Saved data entries:

PR #295, opened 2020-11-09
Add user.reset_password_to_default_temporary + tests

reiterl:
Based on dev_reset_password_to_default.

### DIFF
--- a/openslides_backend/action/user/reset_password_to_default_temporary.py
+++ b/openslides_backend/action/user/reset_password_to_default_temporary.py
@@ -1,0 +1,21 @@
+from typing import Any, Dict
+
+from ..register import register_action
+from .check_temporary_mixin import CheckTemporaryMixin
+from .reset_password_to_default import UserResetPasswordToDefaultAction
+
+
+@register_action("user.reset_password_to_default_temporary")
+class UserResetPasswordToDefaultTemporaryAction(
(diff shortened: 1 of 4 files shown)


openslides_backend/action/user/reset_password_to_default_temporary.py
```diff
@@ -0,0 +1,24 @@
...
+
+    def update_instance(self, instance: Dict[str, Any]) -> Dict[str, Any]:
+        """
+        Check for temporary user and call super().update_instance().
+        """
+        user = self.database.get(
+            FullQualifiedId(self.model.collection, instance["id"]), ["meeting_id"]
+        )
+        if not user.get("meeting_id"):
+            raise ActionException(f"User {instance['id']} is not temporary.")
```
jsangmeister, line 23: You should move this check into a base class/mixin since it is needed in every temporary action. Please also adjust existing temporary actions then

jsangmeister (changes requested):
Rest looks good

openslides_backend/action/user/reset_password_to_default_temporary.py
reiterl: Created a mixin for the check.

jsangmeister (approved):

jsangmeister:
Rebased and squashed.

**Aim of the task**
Show the lines of the records above that mention "Dict".

**Answer section**
+from typing import Any, Dict
+    def update_instance(self, instance: Dict[str, Any]) -> Dict[str, Any]:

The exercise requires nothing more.